[The Business of Being a Woman by Ida M. Tarbell]@TWC D-Link bookThe Business of Being a Woman CHAPTER IX 19/39
But the rank and file which conducted itself so honorably in the Revolution was not a whit more noble and intelligent than the rank and file of the succeeding period.
It would have been impossible ever to have established as promptly as was done the higher and the general schools for girls if women had not given them the support they did, had not been willing, as one great educator of the early part of the nineteenth century has recorded--"to rise up early, to sit up late, to eat the bread of the most rigid economy, that their daughters might be favored with means of improvement superior to what they themselves possessed." And back of this self-denial was what?
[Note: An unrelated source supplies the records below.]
PR #176, opened 2019-08-06
Closer to cran

martin-ueding:
I have made a few more tweaks in order to remove more warnings. We are not there yet, but now the main thing missing is documentation of functions that I do not know.

Also I think it would not be clever for me to submit but Carsten should do that in order to become the owner of that package. We then should do the same with rzeta and paramvalf such that students can just install them all from CRAN.


NAMESPACE
```diff
@@ -47,3 +47,53 @@ importFrom("stats", "acf", "approx", "complete.cases", "cov", "deltat",
...
+S3method(summary, effectivemass)
+S3method(summary, effectivemassfit)
+S3method(summary, gevp.amplitude)
+S3method(summary, hadronacf)
+S3method(summary, matrixfit)
+S3method(summary, ofit)
+S3method(summary, pionff)
+S3method(summary, pionfit)
+S3method(summary, raw_cf)
+S3method(summary, uwerr)
```
urbach: why is this needed?

R/raw_cf.R
```diff
@@ -557,7 +557,7 @@ get_plotdata_raw_cf <- function(cf,
 #' @param reim_same Boolean, determines whether the real and imaginary parts, if both
 #'                  are to be plotted, will be plotted in the same plot.
 #' @param ... Further parameters passed to \link{plotwitherror}.
-#' @return Invisibly returns the plotdata, see \link{get_plotdata.raw_cf}.
+#' @return Invisibly returns the plotdata, see \link{get_plotdata_raw_cf}.
```
urbach: '.' here, but not in `plot.raw_cf` and others?

kostrzewa: The choice between `.` and `_` is based on whether a generic function exists or not not. Since `get_plotdata_raw_cf` is a utility function (which is probably not even exported), it makes sense for it to not use the dot notation. On the other hand, `plot.raw_cf` can be dispatched by the `plot` generic function. Is that what you meant?

kostrzewa: Things are not quite consistent, however, as exemplified by `uwerr`...

kostrzewa: And there are some generic functions missing, for which it might actually be interesting to provide prototypes.

urbach:
do we need in your opinion to export the following functions:

- compute.plotlims
- compute.qtildesq
- compute.qtildesq.contdisp
- effmass2
- g1
- pcacfit
- read_nissa_textcf_kernel
- symmetrise.cf
- uwerr.cf

kostrzewa:
> * read_nissa_textcf_kernel

no, that's a mistake


> * symmetrise.cf

yes

> * uwerr.cf

yes

urbach:
so, the docu is fixed and I merged to master. We could merge this in, I think it has no consequences other than more docu!?

R/analysis_online.R
```diff
@@ -15,6 +15,66 @@ append_pdf_filename <- function(basename, pdf_filenames){
...
+#' 
+#' @param L integer. spatial lattice extend
+#' @param T integer. temporal lattice extend
+#' @param t1 integer. initial time of fit range
+#' @param t2 integer. end time of fit range
+#' @param beta numeric. inverse squared gauge coupling
+#' @param kappa numeric. hopping parameter
+#' @param mul numeric. light twisted mass
+#' @param cg_col integer. column of CG iteration counts to use
+#' @param evals ??. ??
```
urbach: @kostrzewa could you provide a replacement for ??

R/analysis_online.R
```diff
@@ -15,6 +15,66 @@ append_pdf_filename <- function(basename, pdf_filenames){
...
+#' @param oldnorm boolean. If `TRUE` use the old tmLQCD normalisation
+#' @param S numeric. `S` parameter of \link{uwerr}
+#' @param stat_skip integer. statistics to skip
+#' @param omeas.samples integer. number of stochastic sample per online measurement
+#' @param omeas.stride integer. use as strides in online measurements
+#' @param omeas.avg integer. ??
+#' @param omeas.start integer. ??
+#' @param omeas.stepsize integer. ??
+#' @param evals.start integer. ??
+#' @param evals.stepsize integer. ??
```
urbach: @kostrzewa also here?

R/raw_cf.R
urbach: okay, I got it

NAMESPACE
martin-ueding: When one does not attaches the namespace, the S3 method resolution does not work:

```
> plot(hadron::samplecf)
Fehler in xy.coords(x, y, xlabel, ylabel, log) : 
  'x' is a list, but does not have components 'x' and 'y'
```

With these explicit S3 methods, the above should work, but I have not tested it.

R/analysis_online.R
kostrzewa: done

kostrzewa:
Man, `analysis_online` is such a steaming pile of ...

kostrzewa:
Running checks on the various additions now.

kostrzewa:
We're very close now, just a few exported objects remaining to be documented.

urbach:
> Man, `analysis_online` is such a steaming pile of ...

yep!

kostrzewa:
> Man, `analysis_online` is such a steaming pile of ...
> yep!

I'd really like to modularise it and add support for multi-replica analysis, but that will probably take several days which are simply not on the horizon right now...

urbach:
do we want to export

‘weight.cf’ and ‘weight_shift_reweight.cf’

?

martin-ueding:
Yes please, I use them in the LüscherAnalysis package.

urbach:
> Yes please, I use them in the LüscherAnalysis package.

I think you wrote them, so, could you maybe, if it doesn't create too
much of a problem ... write the docu?!

urbach:
see pull request #198

urbach:
is `devtools:load_all()` in `jackknife_cov_and_missing_values.Rmd`
really needed?

urbach:
and given this here from R CMD check:

gevp2cf: possible error in cf_weighted(cf, weight.factor =
  gevp$cf$weight.factor, weight.cosh = gevp$cf$weight.cosh, mass1 =
  gevp$cf$mass1, mass2 = gevp$cf$mass2): unused arguments (mass1 =
  gevp$cf$mass1, mass2 = gevp$cf$mass2)

Maybe we should still merge the fix from @ueding in?

martin-ueding:
And yes, we should merge the fix from me there, I'll see about the failing unit tests. In the current form the function is just wrong for `cosh.factor != 0.0`.

urbach:
one thing left:

    Codoc mismatches from documentation object 'weight.cf':
    weight.cf
      Code: function(cf, energy_difference_val, energy_difference_boot,
                     cosh_factor, offset = 0, inverse = FALSE)
      Docs: function(cf, energy_difference_val, energy_difference_boot,
                     cosh_factor, offset = 0)
      Argument names in code not in docs:
        inverse

urbach:
it was still the old docu in the repo...

martin-ueding:
I believe that this was because the function has been changed in a different branch. I'll fix it.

A desire that life be made easier for the daughter? Not at all--a desire that the daughter be better equipped to "form the character of the future citizen of the Republic." It is not alone that justice is wounded by denying women a part in the making of the civilized world--a more immediate wrong is the way the movement for a fuller, freer life for all human beings is hampered.
A woman with a masculine chip on her shoulder gives a divided attention to the cause she serves.
She complicates her human fight with a sex fight.
However good tactics this may have been in the past, and I am far from denying that there were periods it may have been good politics, however poor morals, surely in this country to-day there is no sound reason for introducing such complications into our struggles. The American woman's life is the fullest in its opportunity, all things considered, that any human beings harnessed into a complicated society have ever enjoyed.